BEGIN Provided records

PR #2392, opened 2026-06-14
fix(storage): skip orphaned RoleBinding instead of aborting scan persistence

### LINKED ISSUE #2383: httphandler: a single orphaned RoleBinding aborts persisting ALL scan results ('expected 2 related objects, got 1')
## Description

When persisting scan results to the in-cluster storage, `httphandler/storage/apiserver.go` processes RBAC result triplets `<Subject, Role, RoleBinding>`:

```go
func getRoleAndRoleBindingFromRelatedObjects(relatedObjects []workloadinterface.IMetadata) (...) {
    if len(relatedObjects) != 2 {
        return nil, nil, fmt.Errorf("expected 2 related objects, got %d", len(relatedObjects))
    }
```

If the cluster contains a RoleBinding whose `roleRef` points to a Role/ClusterRole that **no longer exists** (an orphaned binding — a very common leftover after operator upgrades), the RegoResponseVector carries only 1 related object. The error propagates up and the whole scan run is marked failed:

```
{"msg":"scanning failed","error":"expected 2 related objects, got 1"}
```

→ **none** of the scan results are persisted, not just the offending object. Posture data (WorkloadConfigurationScans / summaries) silently stops updating.

## Reproduction

1. Create an orphaned binding: `kubectl create clusterrole tmp-role --verb=get --resource=pods && kubectl create rolebinding tmp-orphan --clusterrole=tmp-role --serviceaccount=default:default -n default && kubectl delete clusterrole tmp-role`
2. Trigger an in-cluster scan via the operator (`v1/triggerAction`, `kubescapeScan`).
3. Scan completes ("Scan results saved") then fails at persistence with the error above; no CRDs are updated.

Observed with kubescape v4.0.8 and v4.0.9 (operator chart 1.40.2). In our case the orphan was `tigera-operator-secrets` left behind by a Calico/Tigera upgrade — we had to find and delete it manually before any scan could persist again.

## Why this matters

An orphaned RoleBinding is exactly the kind of RBAC hygiene problem a security scanner should *report as a finding* — instead it makes the scanner blind to the whole cluster.

## Suggested fix

Log and skip the incomplete RegoResponseVector (or surface it as a finding) and continue persisting the remaining results, instead of aborting the entire run.

Aaradhya-07:
## Overview
Current behavior: When persisting scan results to in-cluster storage, a single orphaned RoleBinding (one whose referenced Role/ClusterRole has been deleted) causes `StorePostureReportResults` to abort entirely. The `RegoResponseVector` for the orphaned binding carries only 1 related object instead of the expected 2, which triggers "expected 2 related objects, got 1" in `getRoleAndRoleBindingFromRelatedObjects`. The previous `return err` in the results loop means no subsequent scan results are persisted — not just the offending one.

New behavior: The incomplete result is logged as a warning (with its resourceID) and skipped. The rest of the scan results are persisted normally.

## How to Test
1. Create an orphaned binding in your cluster:
kubectl create clusterrole tmp-role --verb=get --resource=pods
kubectl create rolebinding tmp-orphan --clusterrole=tmp-role --serviceaccount=default:default -n default
kubectl delete clusterrole tmp-role

2. Trigger an in-cluster scan via the operator (`v1/triggerAction`, `kubescapeScan`).
3. Confirm the scan completes and `WorkloadConfigurationScans`/summaries are written for all other resources. The orphaned binding emits a warning log and is skipped rather than aborting the run.

Unit test added: `TestStorePostureReportResults_SkipsOrphanedRoleBinding` in `httphandler/storage/apiserver_test.go`.

## Related issues/PRs
* Resolved #2383

## Summary by CodeRabbit

* **Bug Fixes**
  * Improved robustness of posture reporting: if a result includes incomplete related data, the system now logs a warning and skips that specific item instead of failing the entire operation.

* **Tests**
  * Added coverage to ensure orphaned/incomplete related objects are skipped successfully.
  * Added coverage to ensure non-recoverable mismatches in reported resource mappings still return an error.

### DIFF
--- a/httphandler/storage/apiserver.go
+++ b/httphandler/storage/apiserver.go
@@ -3,6 +3,7 @@ package storage
 import (
 	"context"
 	"encoding/json"
+	stderrors "errors"
 	"fmt"
 
 	"github.com/armosec/utils-k8s-go/wlid"
@@ -27,6 +28,9 @@ import (
 )
 
 var storageInstance *APIServerStore
+
+// ErrIncompleteRelatedObjects is returned when a RegoResponseVector lacks the expected Role+RoleBinding pair (e.g. orphaned binding).
+var ErrIncompleteRelatedObjects = stderrors.New("incomplete related objects")
 
 type PostureRepository interface {
 	GetWorkloadConfigurationScanResult(ctx context.Context, name, namespace string) (*v1beta1.WorkloadConfigurationScan, error)
@@ -67,22 +71,22 @@ func (a *APIServerStore) StorePostureReportResults(ctx context.Context, pr *v2.P
 	for i := range pr.Results {
 		workloadScan, err := a.BuildWorkloadConfigurationScan(ctx, pr, &pr.Results[i])
 		if err != nil {
-			logger.L().Ctx(ctx).Warning("skipping result with incomplete related objects", helpers.Error(err), helpers.String("resourceID", pr.Results[i].ResourceID))
-			continue
+			if stderrors.Is(err, ErrIncompleteRelatedObjects) {
+				logger.L().Ctx(ctx).Warning("skipping result with incomplete related objects", helpers.Error(err), helpers.String("resourceID", pr.Results[i].ResourceID))
+				continue
+			}
+			return err
 		}
 
-		// Only store full WorkloadConfigurationScan when continuousPostureScan is enabled
 		if a.continuousPostureScan {
 			if err := a.StoreWorkloadConfigurationScanResult(ctx, workloadScan); err != nil {
 				return err
 			}
 		}
 
-		// Always store summaries for headlamp plugin
 		if _, err := a.StoreWorkloadConfigurationScanResultSummary(ctx, workloadScan); err != nil {
 			return err
 		}
-
 	}
 	return nil
 }
@@ -381,7 +385,7 @@ func getRelatedObjects(resource *reporthandling.Resource) []workloadinterface.IM
 
 func getRoleAndRoleBindingFromRelatedObjects(relatedObjects []workloadinterface.IMetadata) (role workloadinterface.IMetadata, roleBinding workloadinterface.IMetadata, err error) {
 	if len(relatedObjects) != 2 {
-		return nil, nil, fmt.Errorf("expected 2 related objects, got %d", len(relatedObjects))
+		return nil, nil, fmt.Errorf("%w: expected 2, got %d", ErrIncompleteRelatedObjects, len(relatedObjects))
 	}
 
 	for i := range relatedObjects {
--- a/httphandler/storage/apiserver.go
+++ b/httphandler/storage/apiserver.go
@@ -67,7 +67,8 @@ func (a *APIServerStore) StorePostureReportResults(ctx context.Context, pr *v2.P
 	for i := range pr.Results {
 		workloadScan, err := a.BuildWorkloadConfigurationScan(ctx, pr, &pr.Results[i])
 		if err != nil {
-			return err
+			logger.L().Ctx(ctx).Warning("skipping result with incomplete related objects", helpers.Error(err), helpers.String("resourceID", pr.Results[i].ResourceID))
+			continue
 		}
 
 		// Only store full WorkloadConfigurationScan when continuousPostureScan is enabled
--- a/httphandler/storage/apiserver_test.go
+++ b/httphandler/storage/apiserver_test.go
@@ -11,12 +11,15 @@ import (
 	"github.com/kubescape/k8s-interface/names"
 	"github.com/kubescape/k8s-interface/workloadinterface"
 	"github.com/kubescape/opa-utils/objectsenvelopes"
+	"github.com/kubescape/opa-utils/reporthandling"
 	"github.com/kubescape/opa-utils/reporthandling/apis"
 	"github.com/kubescape/opa-utils/reporthandling/results/v1/reportsummary"
 	"github.com/kubescape/opa-utils/reporthandling/results/v1/resourcesresults"
+	v2 "github.com/kubescape/opa-utils/reporthandling/v2"
 	"github.com/kubescape/storage/pkg/apis/softwarecomposition/v1beta1"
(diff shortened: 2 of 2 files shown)


httphandler/storage/apiserver.go
```diff
@@ -67,7 +67,8 @@ func (a *APIServerStore) StorePostureReportResults(ctx context.Context, pr *v2.P
 	for i := range pr.Results {
 		workloadScan, err := a.BuildWorkloadConfigurationScan(ctx, pr, &pr.Results[i])
 		if err != nil {
-			return err
+			logger.L().Ctx(ctx).Warning("skipping result with incomplete related objects", helpers.Error(err), helpers.String("resourceID", pr.Results[i].ResourceID))
+			continue
```
matthyx: 🔴 **Blocker:** this `continue` catches every error from `BuildWorkloadConfigurationScan`, not just the orphaned-RoleBinding `expected 2 related objects` case — it also swallows `resource not found in report`, `unknown related object kind`, and label/annotation errors, while the function still returns `nil`. A systemic failure that breaks every result would log warnings and report success while persisting nothing. The warning text (`incomplete related objects`) is also wrong for those other errors. Please gate the skip to the known-recoverable case (ideally via an `errors.Is` sentinel) and `return err` otherwise. See the review summary for a suggested diff.

matthyx (commented):
Thanks for the fix — making batch persistence resilient to a single bad result is the right direction, and the orphaned-RoleBinding case is a real bug worth closing.

One blocking issue and two things worth addressing before merge.

## 🔴 Blocker: the `continue` swallows *every* build error, not just incomplete RBAC vectors

`BuildWorkloadConfigurationScan` can fail for several unrelated reasons, all of which now hit the same skip path:

- `findResourceInReport` → `"resource %s not found in report"`
- `GetWorkloadScanK8sResourceName` → `getRoleAndRoleBindingFromRelatedObjects`: `"expected 2 related objects, got N"` (the case you want) **and** `"unknown related object kind %s"`
- `getManifestObjectLabelsAndAnnotations` → label/annotation errors

Consequences:

1. **Silent data loss on systemic failures.** If a real bug or data-format change makes *every* result fail to build, `StorePostureReportResults` now logs N warnings and returns `nil` — the scan reports success while persisting nothing. The previous `return err` at least surfaced that.
2. **Misleading log line.** The message is hardcoded to `"skipping result with incomplete related objects"`, so a `"resource not found in report"` or label-parsing failure gets logged as an unrelated-objects problem, which will mislead anyone debugging.

Recommend gating the skip to the known-recoverable case and returning everything else. A string match is brittle here — prefer a sentinel error so the intent is explicit:

```go
// in the package that produces the error
var ErrIncompleteRelatedObjects = errors.New("incomplete related objects")

func getRoleAndRoleBindingFromRelatedObjects(...) (...) {
    if len(relatedObjects) != 2 {
        return nil, nil, fmt.Errorf("%w: expected 2, got %d", ErrIncompleteRelatedObjects, len(relatedObjects))
    }
    ...
}
```

```go
// StorePostureReportResults
workloadScan, err := a.BuildWorkloadConfigurationScan(ctx, pr, &pr.Results[i])
if err != nil {
    if errors.Is(err, ErrIncompleteRelatedObjects) {
        logger.L().Ctx(ctx).Warning("skipping result with incomplete related objects",
            helpers.Error(err), helpers.String("resourceID", pr.Results[i].ResourceID))
        continue
    }
    return err
}
```

(CodeRabbit flagged the same root cause — sharing it because I independently reached the same conclusion and it's the one thing I'd block merge on.)

## 🟡 Resilience is only half-applied

The two store calls later in the same loop still `return err`:

```go
if err := a.StoreWorkloadConfigurationScanResult(ctx, workloadScan); err != nil {
    return err
}
...
if _, err := a.StoreWorkloadConfigurationScanResultSummary(ctx, workloadScan); err != nil {
    return err
}
```

So a transient apiserver hiccup on result *k* still aborts persistence of *k+1..N* — the exact "rest of the results don't get stored" failure mode this PR is trying to eliminate, just triggered one step later. If the goal is "persist everything we can," consider continuing (and aggregating errors) on these too, or at least call out in the PR why store failures should stay fatal while build failures don't.

## 🟡 Test asserts the outcome but not the cause

`TestStorePostureReportResults_SkipsOrphanedRoleBinding` checks that exactly one summary (the Pod) is written — good, and it does exercise the real path (the orphan map has `kind`/`name`/`relatedObjects`, so it's recognized as a RegoResponseVector and trips the `expected 2 related objects` error). But it would still pass if the orphan were skipped for the *wrong* reason. Once the error is gated as above, please also cover:

- a non-recoverable build error (e.g. a resource whose `ResourceID` isn't in `pr.Resources`) still makes `StorePostureReportResults` return an error rather than silently skip.

That locks in the distinction the blocker is about.

Aaradhya-07:
Thank you for the review, Ive made the changes. As for the store errors, I think if the apiserver is unavailable, every subsequent store will fail  too, so continuing would just produce more warning logs while persisting nothing.

matthyx (commented):
Re-reviewed at `f9dfaaf5`. The blocker is resolved cleanly:

- ✅ `ErrIncompleteRelatedObjects` sentinel introduced and wrapped (`%w`) in `getRoleAndRoleBindingFromRelatedObjects`.
- ✅ The skip path now gates on `errors.Is(err, ErrIncompleteRelatedObjects)` and `return err` for everything else — so `resource not found in report`, `unknown related object kind`, and label/annotation failures correctly abort instead of being silently dropped, and the warning text now only fires for the case it describes.
- ✅ `TestStorePostureReportResults_NonRecoverableError` locks in that distinction (a missing resource still returns an error rather than being skipped). Good coverage.

The only remaining item is the non-blocking one from before: the two store calls (`StoreWorkloadConfigurationScanResult` / `StoreWorkloadConfigurationScanResultSummary`) still `return err` inside the loop, so a transient apiserver error on one result aborts persistence of the rest. That's a separate resilience question from the build-time skip this PR targets and fine to leave for a follow-up — just flagging it's still there. Your call whether to address it here.

No blocking concerns remain from my side.

matthyx (approved):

END Provided records

Report the number of lines in the entries where the word "enabled" occurs, and add nothing else.

2